- **Try it**
For each line below with the word "voice", write out a copy.

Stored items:
>>>>

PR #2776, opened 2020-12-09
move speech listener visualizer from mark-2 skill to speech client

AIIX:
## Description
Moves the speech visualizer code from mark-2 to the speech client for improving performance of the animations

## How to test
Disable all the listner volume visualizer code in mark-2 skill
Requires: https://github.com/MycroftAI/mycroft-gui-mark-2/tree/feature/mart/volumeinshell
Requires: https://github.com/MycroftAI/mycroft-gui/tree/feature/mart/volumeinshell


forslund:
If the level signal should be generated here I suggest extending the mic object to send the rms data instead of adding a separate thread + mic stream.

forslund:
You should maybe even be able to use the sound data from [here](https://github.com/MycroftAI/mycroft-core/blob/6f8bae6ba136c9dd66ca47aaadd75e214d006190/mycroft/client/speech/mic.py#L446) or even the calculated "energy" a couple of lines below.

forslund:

<<<<
>>>>

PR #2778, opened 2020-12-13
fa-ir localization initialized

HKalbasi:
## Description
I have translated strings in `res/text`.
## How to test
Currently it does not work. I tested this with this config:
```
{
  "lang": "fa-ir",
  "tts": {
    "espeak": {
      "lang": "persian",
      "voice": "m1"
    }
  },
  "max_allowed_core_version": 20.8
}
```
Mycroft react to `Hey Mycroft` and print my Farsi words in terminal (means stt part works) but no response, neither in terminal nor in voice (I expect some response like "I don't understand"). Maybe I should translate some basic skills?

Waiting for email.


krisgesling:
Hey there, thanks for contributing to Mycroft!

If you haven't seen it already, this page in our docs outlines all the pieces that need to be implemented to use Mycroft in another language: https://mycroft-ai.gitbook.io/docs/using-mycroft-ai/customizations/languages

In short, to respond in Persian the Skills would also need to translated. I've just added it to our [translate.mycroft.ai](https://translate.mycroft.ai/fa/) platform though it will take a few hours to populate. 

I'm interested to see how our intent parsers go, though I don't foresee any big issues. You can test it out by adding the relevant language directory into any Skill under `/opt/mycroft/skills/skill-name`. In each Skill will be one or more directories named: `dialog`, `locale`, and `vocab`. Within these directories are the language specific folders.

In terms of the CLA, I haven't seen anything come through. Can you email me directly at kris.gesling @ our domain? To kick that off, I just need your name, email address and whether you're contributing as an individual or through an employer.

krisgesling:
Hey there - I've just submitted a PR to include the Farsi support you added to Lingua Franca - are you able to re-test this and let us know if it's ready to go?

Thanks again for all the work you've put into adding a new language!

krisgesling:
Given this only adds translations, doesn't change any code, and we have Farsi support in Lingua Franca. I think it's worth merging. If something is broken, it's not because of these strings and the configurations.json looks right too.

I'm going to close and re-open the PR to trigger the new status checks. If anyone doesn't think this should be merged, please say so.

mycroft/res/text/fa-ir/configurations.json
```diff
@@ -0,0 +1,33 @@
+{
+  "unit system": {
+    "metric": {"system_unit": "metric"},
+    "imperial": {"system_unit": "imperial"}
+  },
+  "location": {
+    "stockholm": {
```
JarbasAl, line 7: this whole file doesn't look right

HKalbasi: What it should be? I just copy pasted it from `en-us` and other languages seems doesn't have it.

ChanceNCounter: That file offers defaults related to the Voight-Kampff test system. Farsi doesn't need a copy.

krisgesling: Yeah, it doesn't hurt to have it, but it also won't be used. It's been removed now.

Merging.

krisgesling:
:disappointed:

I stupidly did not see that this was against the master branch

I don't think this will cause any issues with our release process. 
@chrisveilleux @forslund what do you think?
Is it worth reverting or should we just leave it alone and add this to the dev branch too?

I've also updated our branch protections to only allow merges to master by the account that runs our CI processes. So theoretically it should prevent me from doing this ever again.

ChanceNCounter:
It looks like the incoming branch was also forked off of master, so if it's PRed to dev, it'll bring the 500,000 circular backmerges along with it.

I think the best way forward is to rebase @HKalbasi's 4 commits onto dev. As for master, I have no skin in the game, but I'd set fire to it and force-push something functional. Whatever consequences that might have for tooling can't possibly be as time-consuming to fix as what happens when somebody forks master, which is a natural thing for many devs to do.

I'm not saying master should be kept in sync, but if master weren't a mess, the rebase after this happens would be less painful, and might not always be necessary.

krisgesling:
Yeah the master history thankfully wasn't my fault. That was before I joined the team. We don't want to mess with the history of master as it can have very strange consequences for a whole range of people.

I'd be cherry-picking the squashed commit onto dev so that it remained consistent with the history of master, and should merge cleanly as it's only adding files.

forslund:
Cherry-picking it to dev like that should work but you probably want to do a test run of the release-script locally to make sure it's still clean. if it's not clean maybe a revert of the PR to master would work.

<<<<

- **Written solution**
      "voice": "m1"
Mycroft react to `Hey Mycroft` and print my Farsi words in terminal (means stt part works) but no response, neither in terminal nor in voice (I expect some response like "I don't understand"). Maybe I should translate some basic skills?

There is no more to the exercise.